[Opening Data shown section]

PR #1892, opened 2026-07-29
fix(agent): enforce client identity for user-scope execution when broker is not SYSTEM

vnikonov-devolutions:
Ensures package operations always run in the requesting user's own context.

In service (SYSTEM) mode the broker already launches operations with the client user's real session token, so user-scope installs land in the correct profile (`%LOCALAPPDATA%`, HKCU) and interactive installer UIs appear on the user's desktop rather than in session 0.

This change closes a gap in the non-SYSTEM execution path, which is selected at runtime whenever the broker process does not run as SYSTEM (e.g. the agent binary launched manually as a regular user instead of as the Windows service — in any build profile, release included): the executor ran commands under the broker process token regardless of which user connected to the pipe, so a user-scope install requested by a different user would silently land in the broker user's profile. Such requests are now rejected with a clear error.

The error reported when the target user has no active logon session is also clarified, since user-scope and interactive operations require the user to be logged on.

Issue: DGW-436

### DIFF
--- a/devolutions-agent/src/broker/executor/windows/mod.rs
+++ b/devolutions-agent/src/broker/executor/windows/mod.rs
@@ -168,7 +168,11 @@ fn execute_as_system(
     Ok(output)
 }
 
-/// Execute a command as the current user (development mode).
+/// Execute a command as the current user (non-SYSTEM mode).
+///
+/// This path is taken whenever the broker does not run as SYSTEM, regardless of build
+/// profile — e.g. when the agent binary is launched manually as a regular user instead
+/// of as the Windows service.
 ///
 /// Opens the current process token and uses the same `create_process_as_user`
 /// code path as SYSTEM mode, ensuring consistent behavior (environment, desktop, flags).
@@ -183,7 +187,7 @@ fn execute_as_current_user(
 ) -> anyhow::Result<ExecutionOutput> {
     info!(
         effective_user = %ctx.effective_user,
-        "Executing command as current user (dev mode)"
+        "Executing command as current user (non-SYSTEM mode)"
     );
 
     let token = Process::current_process()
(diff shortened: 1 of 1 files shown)


vnikonov-devolutions:
Implementation notes (audit findings for DGW-436):

**Verified as already correct (SYSTEM/service mode)** — ``execute_as_system`` in ``devolutions-agent/src/broker/executor/windows/mod.rs``:
- Obtains the client user's real session token via ``WTSQueryUserToken`` (matched by SID, not name), duplicates it as primary, and assigns the session ID before ``CreateProcessAsUserW``.
- Loads the environment block from that token, so ``%LOCALAPPDATA%``, ``%USERPROFILE%``, and HKCU resolve to the actual client user — per-user scope installs land in the right profile.
- Processes are created on ``WinSta0\Default`` in the user's session, so ``--interactive`` installer UIs are visible on the user's desktop, never stuck in session 0.
- No active logon session for the user → the operation fails with a clear error instead of installing into the SYSTEM profile (error message clarified in this PR).

**Gap fixed (non-SYSTEM mode)** — the execution path is selected at *runtime* by checking whether the process token is LocalSystem, not by a cargo feature; a release binary launched as a regular user takes the same path. There, ``execute_as_current_user`` ignored ``ctx.user_sid`` and ran everything under the broker process token. Since the pipe DACL grants BUILTIN\Users connect access, a client running as a different user would get its user-scope install written into the broker user's profile. The executor now compares the authenticated pipe client SID against the broker process token SID and rejects mismatches.

**Why not a capability flag**: ``ManagerCapability`` in ``now-policy-api`` 0.2 has no interactive/user-scope execution field to gate on, and interactive mode is already gated per-manager (builders reject it where unsupported) and per-policy (``AllowInteractive``). The remaining gap was an executor identity check, addressed here.

**Testing**: new unit test ``non_system_mode_rejects_client_user_different_from_broker_user`` (uses the Everyone SID, which never matches the test process user). Existing SYSTEM-mode behavior is covered by the ignored ``psexec -s`` test. ``cargo clippy --tests -D warnings`` clean.

CBenoit (commented):
No findings.

The non-SYSTEM executor now compares the authenticated pipe client's captured SID with the broker process token SID before running the plan, and the added Windows test verifies mismatched identities are rejected. The protocol/API pass found no specification-defined discrepancy.

CBenoit (approved):
LGTM!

[Closing Data shown section]

_Exercise description_.
Reproduce all the entries above. Match them exactly.

_Output_.
PR #1892, opened 2026-07-29
fix(agent): enforce client identity for user-scope execution when broker is not SYSTEM

vnikonov-devolutions:
Ensures package operations always run in the requesting user's own context.

In service (SYSTEM) mode the broker already launches operations with the client user's real session token, so user-scope installs land in the correct profile (`%LOCALAPPDATA%`, HKCU) and interactive installer UIs appear on the user's desktop rather than in session 0.

This change closes a gap in the non-SYSTEM execution path, which is selected at runtime whenever the broker process does not run as SYSTEM (e.g. the agent binary launched manually as a regular user instead of as the Windows service — in any build profile, release included): the executor ran commands under the broker process token regardless of which user connected to the pipe, so a user-scope install requested by a different user would silently land in the broker user's profile. Such requests are now rejected with a clear error.

The error reported when the target user has no active logon session is also clarified, since user-scope and interactive operations require the user to be logged on.

Issue: DGW-436

### DIFF
--- a/devolutions-agent/src/broker/executor/windows/mod.rs
+++ b/devolutions-agent/src/broker/executor/windows/mod.rs
@@ -168,7 +168,11 @@ fn execute_as_system(
     Ok(output)
 }
 
-/// Execute a command as the current user (development mode).
+/// Execute a command as the current user (non-SYSTEM mode).
+///
+/// This path is taken whenever the broker does not run as SYSTEM, regardless of build
+/// profile — e.g. when the agent binary is launched manually as a regular user instead
+/// of as the Windows service.
 ///
 /// Opens the current process token and uses the same `create_process_as_user`
 /// code path as SYSTEM mode, ensuring consistent behavior (environment, desktop, flags).
@@ -183,7 +187,7 @@ fn execute_as_current_user(
 ) -> anyhow::Result<ExecutionOutput> {
     info!(
         effective_user = %ctx.effective_user,
-        "Executing command as current user (dev mode)"
+        "Executing command as current user (non-SYSTEM mode)"
     );
 
     let token = Process::current_process()
(diff shortened: 1 of 1 files shown)


vnikonov-devolutions:
Implementation notes (audit findings for DGW-436):

**Verified as already correct (SYSTEM/service mode)** — ``execute_as_system`` in ``devolutions-agent/src/broker/executor/windows/mod.rs``:
- Obtains the client user's real session token via ``WTSQueryUserToken`` (matched by SID, not name), duplicates it as primary, and assigns the session ID before ``CreateProcessAsUserW``.
- Loads the environment block from that token, so ``%LOCALAPPDATA%``, ``%USERPROFILE%``, and HKCU resolve to the actual client user — per-user scope installs land in the right profile.
- Processes are created on ``WinSta0\Default`` in the user's session, so ``--interactive`` installer UIs are visible on the user's desktop, never stuck in session 0.
- No active logon session for the user → the operation fails with a clear error instead of installing into the SYSTEM profile (error message clarified in this PR).

**Gap fixed (non-SYSTEM mode)** — the execution path is selected at *runtime* by checking whether the process token is LocalSystem, not by a cargo feature; a release binary launched as a regular user takes the same path. There, ``execute_as_current_user`` ignored ``ctx.user_sid`` and ran everything under the broker process token. Since the pipe DACL grants BUILTIN\Users connect access, a client running as a different user would get its user-scope install written into the broker user's profile. The executor now compares the authenticated pipe client SID against the broker process token SID and rejects mismatches.

**Why not a capability flag**: ``ManagerCapability`` in ``now-policy-api`` 0.2 has no interactive/user-scope execution field to gate on, and interactive mode is already gated per-manager (builders reject it where unsupported) and per-policy (``AllowInteractive``). The remaining gap was an executor identity check, addressed here.

**Testing**: new unit test ``non_system_mode_rejects_client_user_different_from_broker_user`` (uses the Everyone SID, which never matches the test process user). Existing SYSTEM-mode behavior is covered by the ignored ``psexec -s`` test. ``cargo clippy --tests -D warnings`` clean.

CBenoit (commented):
No findings.

The non-SYSTEM executor now compares the authenticated pipe client's captured SID with the broker process token SID before running the plan, and the added Windows test verifies mismatched identities are rejected. The protocol/API pass found no specification-defined discrepancy.

CBenoit (approved):
LGTM!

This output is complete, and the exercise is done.